It is set to be a big 12 months ahead for the Ashburton District Council to push to get the second bridge project across the line.
The council is making all the right moves, Ashburton Mayor Neil Brown said, with a business case for the project sitting with Waka Kotahi for consideration, but it is not a given that it will get the green light.
Brown is confident they have a strong case, but accepts the big unknown is what projects the other 66 territorial authorities are putting forward that could push Ashburton’s second bridge down the priority list.
There are some difficult and complex conversations to come in the next 12 months, Brown said, and the council will be doing everything in its power to build the bridge.
“We are happy to have those conversations. They need to be had so we can get it sorted”.
The council approved the detailed business case (DBC) for the now $113.6 million second urban bridge project in August to go to Waka Kotahi NZ Transport Agency to seek project approval.
Waka Kotahi director regional relationships, James Caygill, said the second bridge currently sits in the 2024-27 national land transport plan (NLTP) cycle, which will be finalised by the Waka Kotahi board next year.
The first step in the process is the regional land transport plan, which will have the Canterbury regional transport committee prioritise the projects that are put forward by the councils within the region.
“That regional package, and every other one like it from around, go into that national prioritisation process that builds the NLTP,” Caygill said.
The NLTP decisions are shaped by the Government’s policy statement on land transport, Caygill said, which sets the priorities projects are judged against and sets Waka Kotahi’s spending.
That is how a project gets approved but it also needs to be funded.
“We have done the business case and it’s gone to Waka Kotahi for their consideration and the next step is funding the gap,” Brown said.
BRIDGING THE GAP
Ashburton’s planned second bridge project has a rather large fiscal hole that is currently filled with the hope the Government comes to the party, either in part or in full.
Caygill said the project has three separate funding streams, local, national and the Crown.
The council has budgeted $7.5m towards the project, but signalled in August it will consider a larger contribution.
That decision was made when signing off the business case to go to Waka Kotahi, which showed the project costs had ballooned from the previously estimated $37m to $113.6m in the business case.
“At the moment you have a local share set aside of $7.5m and you know, given the cost escalation that occurred in the business case process, that’s probably not going to be enough,” Caygill said.
As a local road project, if the second bridge is successful in the NLTP process Caygill said it would receive Waka Kotahi’s base funding assistance rate of 51 per cent – or $57.9m.
The council’s business case suggests it is eligible for more than 51 per cent, but even if Waka Kotahi went up to 63 per cent ($70.4m) there is still a shortfall.
“Either way, when you add up the local share and our national share there is a gap,” Caygill said.
The shortfall is at least $48.2m – based on the council’s current $7.5m and Waka Kotahi’s minimum of $57.9m.
That introduces the third funding stream, the Crown.
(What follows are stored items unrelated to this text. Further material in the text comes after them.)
PR #4260, opened 2026-04-20
fix: move run title to trigger definitions and root events

### LINKED ISSUE #1611: Improve UI of setting run title
Current UI:
Image

is not intuitive because 
- there's no verb in copy that would clarify what you can do
- the toggle as a pattern doesn't fit the use case
- what is even a run?

Each trigger already has a sensible default for setting run titles, so let's expose that to users. It would set an expectation and make it immediately clear that it's a dynamic field. Something like this:

Image

Syntax is for illustration purposes. The word 'expressions' should be a link to a cheat sheet throughout the app.

forestileao:
Closes: https://github.com/superplanehq/superplane/issues/1611

## Summary

Move run title ownership out of frontend renderers and trigger config fields into the backend trigger interface.

## Changes

- Add `DefaultRunTitle()` to the trigger interface and define run title defaults per trigger in the backend.
- Remove frontend-derived trigger/event titles and use the API-provided root event `runTitle` everywhere in workflow v2.
- Stop storing run title on the DB workflow node model; keep the editable `runTitleTemplate` only in the workflow node JSON.
- Resolve the template once when creating root events and persist the final value on the root event as `runTitle`.
- Standardize run title template resolution around `root()`, so templates use root event data instead of renderer-specific payload assumptions.
- Make sidebar `Run title` edits count as real draft changes, enabling Publish/Propose like any other config change.
- Use a consistent fallback title of `Event received at <timestamp>` when the run title is empty.

image
image


pkg/grpc/actions/common.go
```diff
@@ -1068,43 +1088,32 @@ func SerializeTriggers(in []core.Trigger) []*triggerpb.Trigger {
...
 	return out
 }
 
-func AppendGlobalTriggerFields(fields []configuration.Field) []configuration.Field {
-	if slices.ContainsFunc(fields, func(field configuration.Field) bool {
-		return field.Name == "customName"
-	}) {
-		return fields
+func TriggerDefaultRunTitle(trigger core.Trigger) string {
+	if title := strings.TrimSpace(trigger.DefaultRunTitle()); title != "" {
```
forestileao: WE DONT NEED THIS FUNCTION

pkg/integrations/aws/ecr/on_image_scan.go
```diff
@@ -73,6 +73,10 @@ func (p *OnImageScan) Color() string {
 	return "gray"
 }
 
+func (p *OnImageScan) DefaultRunTitle() string {
+	return `{{ root().data.detail["repository-name"] != "" ? root().data.detail["repository-name"] : "ECR image scan" }}{{ len(root().data.detail["image-tags"]) > 0 ? ":" + root().data.detail["image-tags"][0] : "" }}`
```
forestileao: Too much ternaries

web_src/src/pages/workflowv2/mappers/aws/codeartifact/create_repository.ts
```diff
@@ -100,18 +100,13 @@ function createRepositoryMetadataList(node: NodeInfo): MetadataItem[] {
 }
 
 function createRepositoryEventSections(
-  nodes: NodeInfo[],
+  _nodes: NodeInfo[],
```
lucaspin: If parameter is not used, remove from function, instead of _* it

web_src/src/pages/workflowv2/mappers/rendererTypes.ts
```diff
@@ -0,0 +1,8 @@
+export type {
```
lucaspin: Why a separate file for this? Can't we use types.ts?

pkg/workers/contexts/event_context.go
```diff
@@ -106,3 +105,36 @@ func (s *EventContext) resolveCustomName(payload any) (*string, error) {
 
 	return &resolvedName, nil
 }
+
+func resolveRootEventRunTitleTemplate(tx *gorm.DB, node *models.CanvasNode) (string, error) {
+	if node == nil {
```
lucaspin: Is not ever gonna be nil here?

pkg/workers/contexts/event_context.go
```diff
@@ -106,3 +105,36 @@ func (s *EventContext) resolveCustomName(payload any) (*string, error) {
...
+		return "", nil
+	}
+
+	liveNodes, _, err := models.FindLiveCanvasSpecInTransaction(tx, node.WorkflowID)
+	if err != nil {
+		return "", err
+	}
+
+	for _, liveNode := range liveNodes {
```
lucaspin: Why are we doing this? Can't we just use the `node *models.CanvasNode` directly?

pkg/workers/contexts/event_context.go
```diff
@@ -23,9 +25,13 @@ func NewEventContext(tx *gorm.DB, node *models.CanvasNode, onNewEvents func([]mo
...
 
 func (s *EventContext) Emit(payloadType string, payload any) error {
+	now := time.Now()
+	eventID := uuid.New()
 	structuredPayload := map[string]any{
+		"id":        eventID.String(),
 		"type":      payloadType,
-		"timestamp": time.Now(),
+		"timestamp": now.UTC().Format(time.RFC3339Nano),
+		"channel":   "default",
```
lucaspin: Why are you changing the event payload as part of this?

pkg/workers/contexts/event_context.go
forestileao: I didnt want to update that on models.canvasNodes, since that would be stored on model.canvasNodes and on json. But on db directly might be cleaner

forestileao: Actually, runTitleTemplate intentionally lives in the versioned canvas spec JSON, not in workflow_nodes. Looking it up from the live spec avoids reintroducing duplicated state between the DB row and the versioned node JSON.

What do you think about leaving it in the json?

pkg/workers/contexts/event_context.go
forestileao: I was changing the DefaultRunTitle based on their mappers. Some of them used the Ids. But that is ugly so i removed it

web_src/src/pages/workflowv2/mappers/aws/codeartifact/create_repository.ts
forestileao: removed from all functions I found using this pattern

web_src/src/pages/workflowv2/index.tsx
```diff
@@ -2750,6 +2756,7 @@ export function WorkflowPageV2() {
             ...node,
             configuration: updatedConfiguration,
             name: updatedNodeName,
+            runTitleTemplate,
```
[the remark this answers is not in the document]
forestileao: this one doesn't seem to be true since I tested but let me check more deeply.

web_src/src/pages/workflowv2/mappers/types.ts
```diff
@@ -4,10 +4,29 @@ import type {
...
+  ComponentBaseSpec,
+  EventSection as UIEventSection,
+  EventState,
+  EventStateMap,
+} from "@/ui/componentBase";
+import { DEFAULT_EVENT_STATE_MAP } from "@/ui/componentBase";
+import type { TriggerProps as UITriggerProps } from "@/ui/trigger";
 import type { ReactNode } from "react";
 
+export type RendererEventSection = Omit<UIEventSection, "eventTitle">;
```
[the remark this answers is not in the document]
forestileao: that is the idea :)

pkg/grpc/actions/canvases/emit_node_event.go
```diff
@@ -44,9 +44,15 @@ func EmitNodeEvent(
 		CreatedAt:  &now,
 	}
 
-	customName, err := resolveCustomName(node, data)
-	if err == nil && customName != nil {
-		event.CustomName = customName
+	rootPayload := contexts.BuildRootEventPayload(data, "", now)
```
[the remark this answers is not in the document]
forestileao: This is only used for manual run payload

pkg/workers/contexts/event_context.go
lucaspin: Isn't that inconsistent? All the other fields (position, configuration, collapsed state, ...) are in both places, no?

forestileao: You are right. Well, Let me update that

forestileao:
@lucaspin Migration and event context updated. Everything continues working

image

forestileao:
Closing this PR, since we will probably change the expr lang in the future..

“They are ministerial decisions to appropriate funds directly for projects that they want to go ahead,” Caygill said.
The Crown, through the $8.7 billion NZ Upgrade programme, funded the Walnut Avenue upgrade and the upcoming Tinwald corridor upgrade, and Brown believes the second bridge could receive similar treatment.
The difficulty is the second bridge is competing against every major project across the country to secure funding and approval in the next NLTP.
The Ashburton council believe they have made a strong case.
Brown said the May, 2021, floods showed that another crossing over the river is crucial for the South Island, and as well as the national significance of being a resilience project, it carries climate change benefits by opening up safer passage for walking and cycling.
The council will need to have the money for the project accounted for before the project goes into the NLTP.
Council chief executive Hamish Riach said that all three parties are bound by “rigid regimes to allocate their share” and there needs to be planning alignment.
To achieve that Caygill said there will be ongoing and complex conversations between all three funding streams.
“They are not likely to be quick.
“They are interconnected – [council’s] appetite for local share, [Waka Kotahi’s] ability to fund and prioritise, and any interest from the Crown to directly fund are interrelated in terms of the figures involved.
“They are not conversations that I think can occur one after the other.
“It’s just not that simple.”
What it means is there is a lot of work and dialogue in the next 12 months to see the second bridge finally come to fruition.
Best case scenario, the second bridge project gets ministerial support to be crown funded and construction could start as soon as the detailed designs and tender are finalised.
Failing that, it needs to be approved in the NLTP and, with Crown funding the gap, it will be boots on the ground in 2024, or at some stage in the 2024-27 period.
The worst-case scenario is it misses the cut or falls short on funds to get pushed for consideration in the following NLTP.
The left-field option is for the council to fund the project itself, with the ratepayers footing the entire $113.6m bill. It could start as soon as the council is ready, but it would come at a heavy cost to the ratepayer.